| GOAL OF THE EXERCISE |
Which lines in the entries below contain the string "strict"? Show each of them in full.

| RECORDED INFORMATION |
PR #619, opened 2026-09-03
fix(llm): route Luna through Responses API

### LINKED ISSUE #618: Route GPT-5.6 Luna through OpenCode Go Responses API
## Business Value

OpenCode Go users can use `gpt-5.6-luna` for ai-memory exploration and structured workflows without every request failing with HTTP 500.

## Problem

`OpenCodeProvider` sends every model to `/chat/completions`. OpenCode Go publishes `gpt-5.6-luna` through `/responses`, so both plain and structured ai-memory calls fail with an internal server error. Other models such as `deepseek-v4-flash` still use Chat Completions.

## Proposed Fix

- Route `gpt-5.6-luna` to `/responses`.
- Use Responses request and response schemas for plain and strict structured completions.
- Preserve Chat Completions routing for the rest of the OpenCode Go catalogue.
- Preserve ai-memory's user-agent and logical-operation session header.

## Verification

Add provider-level regression tests for Luna plain completion, Luna structured completion, and a Chat Completions compatibility model.

lucazz:
## What changed

- Route `gpt-5.6-luna` through OpenCode Go's `/responses` endpoint.
- Add typed plain and strict structured Responses request/response handling.
- Keep other OpenCode Go models on `/chat/completions`.
- Preserve the ai-memory user-agent, logical-operation session header, timeout, and reasoning effort.
- Update the provider documentation and changelog.

## Why

- OpenCode Go does not serve Luna through Chat Completions, so ai-memory plain and structured calls returned HTTP 500.
- Closes #618.

## How to verify

- `cargo test -p ai-memory-llm`
- `git diff --check`
- `TAILWIND_SKIP=1 cargo test --workspace` reaches 806 passing tests but is blocked by four pre-existing `install_hooks` failures; an exact failing test reproduces from merge-base `3e6db6d`.
- Live `llm-test` was not run because the isolated worktree session had no `OPENCODE_API_KEY`.


akitaonrails:
Reconciled onto `release/2.1` as merge `fc592a78` (your commits preserved), queued for 2.1.0. It was based on `main`, which predates 2.0.2's #606 (OpenCode operator headers + the Go/Zen base-URL split, both on the 2.1 branch), so the merge conflicted in `opencode.rs`/`install.md`. I kept both:

- Your transport enum and the `/responses` routing for `gpt-5.6-luna` are intact.
- #606's `with_base_url`/`with_extra_headers` and the `OPENCODE_GO_BASE_URL` rename are re-applied on top, threading **both** transports. The one substantive addition beyond a textual merge: `OpenCodeResponsesProvider::post` now layers headers through `ExtraHeaders::set_default`+`apply` (mirroring `openai.rs`) instead of hardcoding them — so an `AI_MEMORY_LLM_HEADERS` operator override wins on the Luna Responses path too, not just Chat Completions. Without that, Luna would have silently ignored operator headers.

Gate on the merged tree: `clippy --workspace -D warnings` clean; full workspace tests **0 failed** — #606's header/base-url tests and your Luna Responses tests pass together. Nicely structured PR; the transport enum made the reconcile clean. Closing as resolved-and-ready-to-release rather than merged-to-main because it lands on the 2.1 feature train.

One thing I couldn't verify locally: OpenCode Go's live `/responses` wire format — I'm trusting your mock tests and the linked Go docs for that shape. If you've run it against the live endpoint, all the better.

| TASK OUTPUT |
- Use Responses request and response schemas for plain and strict structured completions.
- Add typed plain and strict structured Responses request/response handling.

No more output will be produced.